What started the fight?

It seems there are alot of things that are still on the table, and sending flowers now is just "carpet sweeping". Sending flowers while she continues to close/wall up, just empoweres her to behave the same way the next time.

Talk then send flowers. Thats my $0.02


----------



## alphaomega (Nov 7, 2010)

Yeah. By the way. I'd be sorry for raising my voice. Not so much about the topic.
_Posted via Mobile Device_


----------



## okeydokie (Sep 10, 2008)

her cousin?


----------



## that_girl (Jul 6, 2011)

An EA with her cousin??


----------



## hank74 (Apr 5, 2011)

Yes, with her cousin. It was a long distance emotional affair. It happend 5 months ago. As far as I know, she ceased 100% contact with him and things between us were going great. what started the fight on sat night was because she was being unreasonable to me regarding a fight she had with my mom. I defended my wife b/c my mom was wrong and my wife was right but my wife felt that I didn't stand up for her which was total B.S.
Anyways, for no reason I started to scream and yell and I brought up the emotional affair she had months ago to her but other family members were around and I know I should not have brought it up in front of other people. To be honest, I was pretty much over the whole emotional affair so I dont even know why it came out of my mouth for. To be honest, I sincerely feel like satan was controlling the movement of my lips and my voice as well. I honestly and truly feel horrible.


----------



## hank74 (Apr 5, 2011)

So even the EA was something in the past and I honestly believe that she has not spoke to him (cousin) since I still should not feel wrong or guilty about bringing the topic up for no reason when our fight on Saturday had absolutely nothing to do with her previous EA ? I feel horrible for even bringing it up especially in front of our kids.


----------



## Acorn (Dec 16, 2010)

You are guilty of bringing up issues from the past in a fight. That's not really productive fighting, so you need to work on that. Especially in front of the kids.

That said, your wife committed an EA just a few months ago and you'd be crazy to think that it wouldn't still be on your mind a little. I'm sure it was a little hurtful to your W. You did apologize. That should be good enough.


----------



## hank74 (Apr 5, 2011)

I guess she needs to learn to forgive as well.


----------



## chillymorn (Aug 11, 2010)

hank74 said:


> I guess she needs to learn to forgive as well.


did she apoligise for her EA as much as you apoligised for putting her in her place?

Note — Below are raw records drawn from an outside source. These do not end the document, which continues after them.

PR #1451, opened 2019-04-05
switch on UseInstanceMetadata

jim-minter:
```release-note
NONE
```

should significantly reduce Azure API calls and increase reliability


jim-minter:
all green first time - a good sign?
lgtming

mjudeikis:
Would be nice a comment why we did this? :)

PR #2, opened 2016-05-21
Initial Cut of the Build

brthor:
Lots of stuff coming in, much is duplicated from the cli repo, with changes mentioned below.

We've copied a number of things here but the long term plan is to reduce the duplication in the following ways:
  - Publish the Debian Package Tool as a CLI Extension Tool from here, Consume this in the CLI
  - Microsoft.Dotnet.Build.Framework will go away when we make the switch to MSBuild, so it didn't make sense to invest in reducing the duplication

A couple changes included as well
 - Create a Standalone host build with packaging/publishing of the shared framework and shared Host
 - Download install scripts from cli repo
 - Create SharedFramework deb package with dependency on fixed version of the host deb @piotrpMSFT 
 - Publish a SharedFramework Version Script

A couple more things left before merge:
 - Finish configuring VSO signed builds
 - Remove stub package builder, it's not needed any longer **[EDIT: It's needed until we lock the host]**

A few Questions:
 - Can we assume the LICENSE of this repo is the same as cli? @blackdwarf 

PTAL @piotrpMSFT @eerhardt @livarcocc @weshaggard


build_projects/dotnet-host-build/PublishTargets.cs
```diff
@@ -46,6 +46,125 @@ public static BuildTargetResult Publish(BuildTargetContext c)
...
+                    // Copy the shared framework + host Archives
+                    CopyBlobs($"{Channel}/Binaries/{SharedFrameworkNugetVersion}/", targetContainer);
+
+                    // Copy the shared framework installers
+                    CopyBlobs($"{Channel}/Installers/{SharedFrameworkNugetVersion}/", $"{Channel}/Installers/Latest/");
+
+                    // Copy the shared host installers
+                    CopyBlobs($"{Channel}/Installers/{SharedHostNugetVersion}/", $"{Channel}/Installers/Latest/");
+
+                    // Generate the CLI and SDK Version text files
```
eerhardt: CLI?

build_projects/dotnet-host-build/PublishTargets.cs
```diff
@@ -46,6 +46,125 @@ public static BuildTargetResult Publish(BuildTargetContext c)
...
+                    List<string> versionFiles = new List<string>() { "win.x86.version", "win.x64.version", "ubuntu.x64.version", "rhel.x64.version", "osx.x64.version", "debian.x64.version", "centos.x64.version" };
+                    string cliVersion = Utils.GetCliVersionFileContent(c);
+                    string sfxVersion = Utils.GetSharedFrameworkVersionFileContent(c);
+                    foreach (string version in versionFiles)
+                    {
+                        AzurePublisherTool.PublishStringToBlob($"{Channel}/dnvm/latest.{version}", cliVersion);
```
eerhardt: CLI? - probably shouldn't do anything with CLI in this whole repo.

dotnet-install.ps1
```diff
@@ -0,0 +1,346 @@
+#
```
eerhardt: Probably don't need this file, right?  since it is getting downloaded above.

build_projects/dotnet-host-build/build.sh
```diff
@@ -85,7 +85,9 @@ done < "$REPOROOT/branchinfo.txt"
 [ -z "$DOTNET_INSTALL_DIR" ] && export DOTNET_INSTALL_DIR=$REPOROOT/.dotnet_stage0/$(uname)
 [ -d "$DOTNET_INSTALL_DIR" ] || mkdir -p $DOTNET_INSTALL_DIR
 
-$REPOROOT/scripts/obtain/dotnet-install.sh --channel $CHANNEL --verbose
+
+DOTNET_INSTALL_SCRIPT_URL="https://raw.githubusercontent.com/dotnet/cli/b939c88e0cf7c2e204f91a5161acdd2f5a732bf9/scripts/obtain/dotnet-install.sh"
```
eerhardt: Maybe instead of a hard-coded commit, should we use the latest install script in `rel/1.0.0`?

dotnet-install.ps1
brthor: deleted this in a later commit, will squash

brthor: ah, never mind, I accidentally checked in one of the ones that got downloaded, will delete

build_projects/dotnet-host-build/PublishTargets.cs
brthor: When I thought I got them all 😄

build_projects/dotnet-host-build/PublishTargets.cs
brthor: what are these dnvm files anyways, do we still use these?

build_projects/dotnet-host-build/build.sh
brthor: My intention here was that changes to the install script in the cli repo wouldn't break this repo, if that ever happened. 

What benefit do you see from taking the latest over a hard coded version?

build_projects/dotnet-host-build/PublishTargets.cs
eerhardt: I think "dnvm" is a hold-over from DNX days.

Searching the repo, the "dnvm" folder only appears to be used just for these "latest.version" files. They are used by the `dotnet-install` scripts to determine the latest version for each platform (i.e. this is how we get Stage0).

Maybe when we refactor/restructure our published artifacts (https://github.com/dotnet/cli/issues/3120), "dnvm" should be removed completely.  @sokket

build_projects/dotnet-host-build/build.sh
eerhardt: But we are taking the actual latest CLI right?  It doesn't really make sense to use a hard-coded install script version to install the latest CLI.  I would think they should be either both hard-coded versions or both "latest".

Another thought:  the BuildTools stuff needs a CLI as well.  Currently in the CLI repo, we download 2 versions: the BuildTools version, and the "latest".  Maybe we should change this to only require 1 version of the CLI.  i.e. use the BuildTools version for both BuildTools and for running the build.

brthor:
Commits not showing up for now...

VSO sigining is configured. 
PR Feedback is addressed
Channel Switched
Setup a testing myget feed
Disabled deb publishing

All this is for a test setup until the CLI is ready and we bring over whatever latest changes we need.

build_projects/dotnet-host-build/build.sh
brthor: It's unlikely that we would make such a drastic install script change, and if we do I hope we maintain some level of backcompat so I'll go ahead and take latest. 

While I agree that there should be only one version of the CLI in use, I don't think it makes sense to figure out how to integrate these currently since pretty soon we'll only be using buildtools.

src/compilers/project.json
```diff
@@ -0,0 +1,23 @@
+{
+  "version": "1.0.0-*",
+  "buildOptions": {
+    "emitEntryPoint": true
+  },
+  "dependencies": {
+    "Microsoft.NETCore.App": {
+      "type": "platform",
+      "version": "1.0.0-rc3-*"
```
eerhardt: is this going to require "stub" packages?

brthor: Until we lock the host yes

brthor: Because we'll still be consuming what we just built

brthor:
@dotnet-bot test RHEL7.2 x64 Release Build please

PR #3, opened 2016-05-23
Corehost history

brthor:
Bring over Corehost directory history

cc @schellap


schellap:
Nice, good job! I can see the change and the diffs per commit.

PR #10, opened 2016-05-25
Add update-dependencies to core-setup.

eerhardt:
Also - add the ability to specify environment variables on the command line during our build.  This allows us to use VSO secret variables.

#### Note
This was copied from the CLI repo - however I made the following change to it:

1. In UpdateFilesTargets.cs, instead of reading the "Latest.txt" file and getting just the pre-release version, it now expects the "Latest_Packages.txt" file to be specified.  This has every package ID and full version in it, which allows us to update versions even if the major, minor, or patch has changed.  It also allows us to remove the Regexs we were using to tell if this was a "CoreFX" package. Now we only update packages that are specified in the "Latest_Packages.txt" file.

@brthor

### DIFF
--- a/build_projects/Microsoft.DotNet.Cli.Build.Framework/BuildSetup.cs
+++ b/build_projects/Microsoft.DotNet.Cli.Build.Framework/BuildSetup.cs
@@ -52,10 +52,17 @@ namespace Microsoft.DotNet.Cli.Build.Framework
 
         public int Run(string[] args)
         {
-            var targets = new[] { BuildContext.DefaultTarget };
-            if(args.Length > 0)
+            string[] targets;
+            string[] environmentVariables;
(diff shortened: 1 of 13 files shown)


build_projects/Microsoft.DotNet.Cli.Build.Framework/BuildSetup.cs
```diff
@@ -52,10 +52,17 @@ public BuildSetup UseTargetsFrom<T>()
 
         public int Run(string[] args)
         {
-            var targets = new[] { BuildContext.DefaultTarget };
-            if(args.Length > 0)
+            string[] targets;
```
brthor: :+1:

brthor:
LGTM thanks for adding hte Environment variables!

:shipit:

PR #13, opened 2016-05-25
stop nuking latest in core-setup

brthor:
Right now we're nuking all of the cli binaries in latest in every core-setup build.
We shouldn't need to delete these files, we can just overwrite.

cc @eerhardt @schellap @sokket

### DIFF
--- a/build_projects/dotnet-host-build/PublishTargets.cs
+++ b/build_projects/dotnet-host-build/PublishTargets.cs
@@ -71,12 +71,6 @@ namespace Microsoft.DotNet.Host.Build
                 }
                 else
                 {
-                    // This is an old drop of latest so remove all old files to ensure a clean state
-                    AzurePublisherTool.ListBlobs($"{targetContainer}")
-                        .Select(s => s.Replace("/dotnet/", ""))
-                        .ToList()
-                        .ForEach(f => AzurePublisherTool.TryDeleteBlob(f));
-
                     // Drop the version file signaling such for any race-condition builds (see above comment).
                     AzurePublisherTool.DropLatestSpecifiedVersion(targetVersionFile);
                 }
--- a/build_projects/dotnet-host-build/PublishTargets.cs
+++ b/build_projects/dotnet-host-build/PublishTargets.cs
@@ -71,6 +71,15 @@ namespace Microsoft.DotNet.Host.Build
                 }
                 else
                 {
+                    Regex versionFileRegex = new Regex(@"(?<version>\d\.\d\.\d)-(?<release>.*)?");
+
+                    // Delete old version files
+                    AzurePublisherTool.ListBlobs($"{targetContainer}")
+                        .Select(s => s.Replace("/dotnet/", ""))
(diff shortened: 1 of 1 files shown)


build_projects/dotnet-host-build/PublishTargets.cs
```diff
@@ -71,12 +71,6 @@ public static BuildTargetResult FinalizeBuild(BuildTargetContext c)
                 }
                 else
                 {
-                    // This is an old drop of latest so remove all old files to ensure a clean state
-                    AzurePublisherTool.ListBlobs($"{targetContainer}")
```
sokket: One thing I forgot about - we drop a version-specific file that was deleted here. These will add up unless we delete them here

brthor: Can we let the add up until your changes come in? We could search for files that match a regex but it's a little ugly.

eerhardt: Maybe skip "latest" here, but still delete everything that isn't "latest".

brthor: The issue is we're deleting all the binaries here as well, so we need to match against file patterns that match a version, I think I'll use a regex from updatedependencies.

build_projects/dotnet-host-build/PublishTargets.cs
```diff
@@ -71,9 +71,12 @@ public static BuildTargetResult FinalizeBuild(BuildTargetContext c)
                 }
                 else
                 {
-                    // This is an old drop of latest so remove all old files to ensure a clean state
+                    Regex versionFileRegex = new Regex(@"(?<version>\d\.\d\.\d)-(?<release>.*)?");
```
brthor: @eerhardt Took this from update dependencies, looks good?

eerhardt: what does the 'latest' version blob names look like?  they don't match this regex at all I assume...

eerhardt: We should really consider splitting the "channels" between CLI and core-setup. But maybe that is what @sokket is doing right now, right?

eerhardt:
:shipit:

build_projects/dotnet-host-build/PublishTargets.cs
brthor: Separate channels would eliminate problems like this, but create greater complexity for install scripts. since they'd need to reason about two channels and how they map to one another

eerhardt: We will need that eventually though.  The Shared Framework should be publishing to its "rtm" channel while CLI will be publishing to its "preview" channel.

eerhardt:
Is this still broken?  We didn't get a "FinalizeBuild" run for our last build.

brthor:
taking a look

brthor:
FinalizeBuild appears to be fine. Is there a specific artifact which you're not seeing?

PR #14, opened 2016-05-26
[Do not Merge]Add other meta packages

weshaggard:
Adds the following meta-packages:
Microsoft.NETCore
Microsoft.NETCore.Console
Microsoft.NETCore.UniversalWindowsPlatform

Also updates the tools used for the pkg projects.

@ericstj  @jhendrixMSFT @eerhardt


pkg/projects/Microsoft.NETCore.Console/Microsoft.NETCore.Console.pkgproj
```diff
@@ -0,0 +1,32 @@
...
+        <PackageVersion>$([System.Text.RegularExpressions.Regex]::Match('%(Identity)', '(\d+\.\d+.\d+[^&quot;]*)'))</PackageVersion>
+      </PackageMatch>
+
+      <Dependency Include="@(PackageMatch -> '%(PackageId)')" Condition="'%(PackageVersion)' != ''">
+        <Version>%(PackageVersion)</Version>
+      </Dependency>
+    </ItemGroup>
+
+    <PropertyGroup>
+      <VersionSuffix>-rc3-$(CLIBuildVersion)</VersionSuffix>
```
eerhardt: Where does "CLIBuildVersion" come from?  The core-setup repo shouldn't have properties named "CLIBuildVersion".  This is repeated below for the other packages.

pkg/projects/Microsoft.NETCore.Console/project.json
```diff
@@ -0,0 +1,51 @@
+{
+  "dependencies": {
+    "Microsoft.NETCore" :"5.0.1-rc3-24123-01",
```
eerhardt: These versions are now out of date, as I updated to 24126 this morning. If you want to update them you can run:

`powershell build_projects\update-dependencies\update-dependencies.ps1 -Targets UpdateFiles` from the root of the repo.

pkg/projects/Microsoft.NETCore.UniversalWindowsPlatform/Microsoft.NETCore.UniversalWindowsPlatform.pkgproj
```diff
@@ -0,0 +1,32 @@
...
+        <PackageVersion>$([System.Text.RegularExpressions.Regex]::Match('%(Identity)', '(\d+\.\d+.\d+[^&quot;]*)'))</PackageVersion>
+      </PackageMatch>
+
+      <Dependency Include="@(PackageMatch -> '%(PackageId)')" Condition="'%(PackageVersion)' != ''">
+        <Version>%(PackageVersion)</Version>
+      </Dependency>
+    </ItemGroup>
+
+    <PropertyGroup>
+      <VersionSuffix>-rc3-$(CLIBuildVersion)</VersionSuffix>
```
eerhardt: Should this property be up in the general `PropertyGroup` next to <Version>?  It doesn't really make sense that it is inside this Target, since it has nothing to do with reading dependencies from project.json.

pkg/init-tools.cmd
```diff
@@ -5,13 +5,13 @@ set INIT_TOOLS_LOG=%~dp0init-tools.log
 if [%PACKAGES_DIR%]==[] set PACKAGES_DIR=%~dp0packages\
 if [%TOOLRUNTIME_DIR%]==[] set TOOLRUNTIME_DIR=%~dp0Tools
 set DOTNET_PATH=%TOOLRUNTIME_DIR%\dotnetcli\
-if [%DOTNET_CMD%]==[] set DOTNET_CMD=%DOTNET_PATH%bin\dotnet.exe
+if [%DOTNET_CMD%]==[] set DOTNET_CMD=%DOTNET_PATH%dotnet.exe
```
eerhardt: Does the init-tools.sh bash script need to be updated as well?

pkg/pack.cmd
```diff
@@ -55,7 +55,7 @@ call "%__ProjectDir%\init-tools.cmd"
 
 :: Restore dependencies mainly to obtain runtime.json
 pushd "%__ProjectDir%\deps"
-"%__ProjectDir%\Tools\dotnetcli\bin\dotnet.exe" restore --source "https://dotnet.myget.org/F/dotnet-core" --packages "%__ProjectDir%\packages"
+"%__ProjectDir%\Tools\dotnetcli\dotnet.exe" restore --source "https://dotnet.myget.org/F/dotnet-core" --packages "%__ProjectDir%\packages"
```
eerhardt: Need to update pack.sh?

pkg/init-tools.cmd
weshaggard: Yes I suspect that is why the non-windows CI builds failed.

pkg/pack.cmd
weshaggard: I will get it.

pkg/projects/Microsoft.NETCore.Console/Microsoft.NETCore.Console.pkgproj
weshaggard: This is being passed by pack.cmd/sh but I will update it for these and the other NETCore.App.

pkg/projects/Microsoft.NETCore.UniversalWindowsPlatform/Microsoft.NETCore.UniversalWindowsPlatform.pkgproj
weshaggard: Your right this is better to go at the top property group now. The reason it was here to begin with was because we were including some additional version numbers from the dependencies but that is not needed here nor is it interesting for these packages.

weshaggard:
Updated PR based on feedback. I still think there is further clean-up that can and should happen to the overall way we are passing properties from the CLI build scripts to the BuildTools scripts but we can do that at a later point.

pkg/projects/Microsoft.NETCore.Console/project.json
```diff
@@ -0,0 +1,51 @@
+{
+  "dependencies": {
+    "Microsoft.NETCore": "5.0.1-rc3-24126-00",
+    "Microsoft.NETCore.ConsoleHost": "1.0.0-rc3-24126-00",
+    "Microsoft.NETCore.Runtime.CoreCLR": "1.0.2-rc3-24126-00",
```
gkhanna79: IIRC, the Microsoft.NetCore.App metapackage was referencing a "NetCore.Runtimes" metapackage that, in turn, pulled in CoreCLR. Here, we are pulling in CoreCLR package directly. Is this difference intentional or should we strive for consistency?

pkg/projects/Microsoft.NETCore.UniversalWindowsPlatform/project.json
```diff
@@ -0,0 +1,38 @@
+{
+  "dependencies": {
+    "Microsoft.NETCore": "5.0.1-rc3-24126-00",
+    "Microsoft.NETCore.Portable.Compatibility": "1.0.1-rc3-24126-00",
+    "Microsoft.NETCore.Runtime": "1.0.2-rc3-24126-00",
```
gkhanna79: NETCore.Runtime pulls in CoreCLR package? If so, will this package come from closed build for for UWP since that is what should happen?

eerhardt:
> I still think there is further clean-up that can and should happen to the overall way we are passing properties from the CLI build scripts to the BuildTools scripts but we can do that at a later point.

Can you log an issue for this?  So we can track it.

pkg/projects/Microsoft.NETCore.Console/project.json
weshaggard: This is a different meta-package, primarily used for some ad-hoc testing scenarios but no shipping scenarios, for my initial port I just ported it as is. For this case though I do expect it to directly reference CoreCLR package.

pkg/projects/descriptions.json
```diff
@@ -20,8 +25,23 @@
...
+        "Description": "Provides a set of packages that can be used when building portable libraries on .NETCore based platforms.",
+        "CommonTypes": [ ]
+    },
+    {
         "Name": "Microsoft.NETCore.App",
         "Description": "A set of .NET API's that are included in the default .NET Core application model.",
         "CommonTypes": [ ]
     },
+    {
+        "Name": "Microsoft.NETCore.Console",
```
gkhanna79: Is there any relationship (from composition standpoint) between this and NETCore.App? Likewise for .NETCore/.NETCoreApp/.NETCore.Console?

pkg/projects/Microsoft.NETCore.Console/project.json
eerhardt: Do we still need this package if it doesn't ship?

pkg/init-tools.sh
```diff
@@ -47,15 +47,15 @@ if [ ! -e $__PROJECT_JSON_FILE ]; then
     echo "Running: $__scriptpath/init-tools.sh" > $__init_tools_log
     if [ ! -e $__DOTNET_PATH ]; then
         echo "Installing dotnet cli..."
-        __DOTNET_LOCATION="https://dotnetcli.blob.core.windows.net/dotnet/beta/Binaries/${__DOTNET_TOOLS_VERSION}/${__DOTNET_PKG}.${__DOTNET_TOOLS_VERSION}.tar.gz"
+        __DOTNET_LOCATION="https://dotnetcli.blob.core.windows.net/dotnet/preview/Binaries/${__DOTNET_TOOLS_VERSION}/${__DOTNET_PKG}.${__DOTNET_TOOLS_VERSION}.tar.gz"
```
eerhardt: Do you know why this doesn't use the `dotnet-install` scripts?

pkg/projects/Microsoft.NETCore.App/Microsoft.NETCore.App.pkgproj
```diff
@@ -40,10 +40,6 @@
         <Exclude>Compile</Exclude>
       </Dependency>
     </ItemGroup>
-
-    <PropertyGroup>
-    <VersionSuffix>-rc3-$(CLIBuildVersion)</VersionSuffix>
```
eerhardt: If this is gone now, how are we getting the commit count to put in our version number?

Note - that NETCore.App has to be higher than 004312, since that is the current version.

eerhardt:
:shipit:  with some questions for my knowledge.

pkg/projects/Microsoft.NETCore.Console/project.json
weshaggard: Honestly I don't know who all is using it right now so for now I'm blinding bringing to get us out of TFS but we can consider removing later.

weshaggard:
>Can you log an issue for this? So we can track it.

https://github.com/dotnet/core-setup/issues/20

pkg/projects/Microsoft.NETCore.UniversalWindowsPlatform/project.json
weshaggard: This is not new the UWP  meta-package has always pulled in the CoreCLR package. It will pull whichever version of the package we are actually publishing, whether that comes from open or closed doesn't matter it just gets it from the feed.

pkg/projects/descriptions.json
weshaggard: Currently there isn't a direct release ship between these. .NETCore.Console was a precursor to .NETCore.App. Microsoft.NETCore package is used by PCL projects but might be superseded by NETStandard.Library. For now my main intent is to get these building somewhere in the open so we don't start publishing bogus versions of these when we switch to shipping from the open. I will not be surprised at all if we end up deleting some of these later.

pkg/init-tools.sh
weshaggard: This is copied from corefx and we haven't fully looked into using dotnet-install scripts yet, it is on my list to follow-up on though, as I really don't like having all this logic in these scripts.

pkg/projects/descriptions.json
ericstj: No, this was a meta-package I made like a year or more ago when @KrzysztofCwalina was first doing the console-app-model prototype.  It's sense been used in various demos / test scenarios.  Its purpose was to include every package that was supported x-plat.  I think we can phase it out once we clean up consumers: https://github.com/search?utf8=%E2%9C%93&q=%22Microsoft.NETCore.Console%22&type=Code&ref=searchresults

pkg/projects/Microsoft.NETCore.App/Microsoft.NETCore.App.pkgproj
weshaggard: The version number gets passed via https://github.com/dotnet/core-setup/blob/master/pkg/pack.cmd#L68 as BuildNumberMajor and BuildNumberMinor. With those we end up building a version that looks like `-rc3-004315-00`.

pkg/projects/Microsoft.NETCore.UniversalWindowsPlatform/project.json
gkhanna79: However, the feed will soon have the CoreCLR package being published from open, which requires reverse forwarders to be inplace. Since that will not work on Win10, by simply moving this definition out, we are breaking that support.

Prior to the feed changes, the package came from closed build, which would have just worked due to api-set linkage. Should there be a plan for defining a RID for Win10 as we discussed in the past?

Also, given that CoreCLR gets installed via the MSI for UWP, what does it mean to pulling in this package?

pkg/projects/descriptions.json
eerhardt: Can we log an issue to remove this, if we feel it is the right thing to do?

ericstj:
LGTM
Here's a thought on how to change/improve the build process.  Baseline versions are defined in the Microsoft.Private.PackageBaseline.  We could reference the package IDs without version and let baselining lift everything up to the correct version during build.  That'd get rid of your project.json hack.  The PJ is needed for NETCore.App because we actually produce an MSI/zip that contains it.  For these meta-packages it isn't needed.

pkg/projects/Microsoft.NETCore.App/Microsoft.NETCore.App.pkgproj
eerhardt: :( so you mean NETCore.App will now get that `-00` in its version number too?

Let's avoid that because we are using commits.  There will never be a need to change `-00`.

pkg/projects/Microsoft.NETCore.UniversalWindowsPlatform/project.json
weshaggard: I think we definitely need to think about this some more to think through the consequences. We may need to have a win10 version of CoreCLR or something.

For UWP in particular as you hint at we don't actually pull CoreCLR from the packages as we use the AppX package that contains in which we ship with the CoreRuntimeSDK.

gkhanna79: > we use the AppX package that contains in which we ship with the CoreRuntimeSDK.

Given this, what does it even mean to have CoreCLR nuget package in this manifest package?

pkg/projects/Microsoft.NETCore.App/Microsoft.NETCore.App.pkgproj
weshaggard: Yes it means it will start getting a `-00` as well. The host packages were already getting that as well. Today we are using commits but it isn't clear to me yet if that will remain the way we do it. If we switch this to full BuildTools for example that might change. Even with commit versioning there may be cases were you need to spin multiple builds from the same commit.

pkg/projects/Microsoft.NETCore.UniversalWindowsPlatform/project.json
weshaggard: It is there for completeness because Microsoft.NETCore.Runtime pulls in both the CoreCLR and NETNative packages.

weshaggard:
Please do not merge as I need to figure out how transition these from the closed builds to the open builds. I may have to change the versioning scheme because most of these have already published with higher version numbers. See https://dotnet.myget.org/feed/dotnet-core/package/nuget/Microsoft.NETCore.UniversalWindowsPlatform `5.2.0-rc3-24126-00`

weshaggard:
I'm likely going to need to do the same versioning trick I did when we moved NETCore.App and change the versions to be "rc3-3<version>" in order to ensure these always have a higher version then what is already on our myget feeds.

weshaggard:
This PR is outdated and I'm going to rebuild it overtop of my recent PR https://github.com/dotnet/core-setup/pull/111. So closing this.

ericstj:
Where's your new PR?  #111 doesn't add these back and current builds of TFS stopped producing them.

weshaggard:
@ericstj https://github.com/dotnet/core-setup/pull/126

I don't think you should have apoligised at all.


----------



## hank74 (Apr 5, 2011)

no, she never apologized. She barely even ever admitted that it was wrong although she kind of did admit it was wrong. 
I have to say though everything was fine for months now and the fight we had on saturday has absolutely nothing to do with the EA and I feel I shouldn't have brought it up.


----------



## Acorn (Dec 16, 2010)

There is a pretty big power imbalance if an EA goes without apology, but the mistake of mentioning the EA is worthy of flowers.


----------



## chillymorn (Aug 11, 2010)

Acorn said:


> There is a pretty big power imbalance if an EA goes without apology, but the mistake of mentioning the EA is worthy of flowers.


????? I don't understand why it was a mistake?

he is still hurting from it thats why he blurted it out in the first place probly because she NEVER apoligised for her action that hurt him in the first place.


and now he should reward her with flowers? 

because he said something truthfull!:scratchhead:


----------



## Acorn (Dec 16, 2010)

No no no - I find it very odd that his wife can have an EA and not apologize, yet OP is worried enough to think that even mentioning the EA is somehow worthy of flowers.

She does not seem very invested in the marriage and has awfully high expectations of him given that IMO.


----------



## Lydia (Sep 4, 2011)

I think SHE should be sending YOU flowers. I agree with everyone else! Apologize for raising your voice and bringing it up in front of other people - and leave it at that.


----------



## hank74 (Apr 5, 2011)

Thank you for all of your aupport. It us so comforting to get other peoples perpective on these marital issues and problems. Sometimes when wego thru difficult times we always try to blame ourselves and assume "we" are crazy and not the other way around.

Thanks again for your continued support and help.


----------



## Ten_year_hubby (Jun 24, 2010)

Acorn said:


> You are guilty of bringing up issues from the past in a fight. That's not really productive fighting, so you need to work on that. Especially in front of the kids.


Completely agree. It's not fair to bring up old baggage during a fight. If the past is not forgiven and reconciled then get this done as soon as you can. But it's not helpful to bring old grudges up in the context of another disagreement


----------



## tm84 (Jul 24, 2011)

I don't know, it seems to me that she owes you way more than you owe her. At the very least, an apology and owning up of responsibility for the EA. There's nothing wrong with it being on you mind, especially since the EA was recent. 

You've apologized for your part in the fight, so I'd leave it at that. The flowers seem like overkill, to me. There might still need to be some things for you two to work on and possibly in marriage counseling.


----------



## hank74 (Apr 5, 2011)

My wife has been listening to love songs all day today and yesterday.

Why do you think that can be?
_Posted via Mobile Device_


----------



## hank74 (Apr 5, 2011)

My wife has been listening to love songs all day today and yesterday.

Why do you think that can be?


Why do people listen to love songs generally anyways? To me they make me sad and I don't want to feel sad.


----------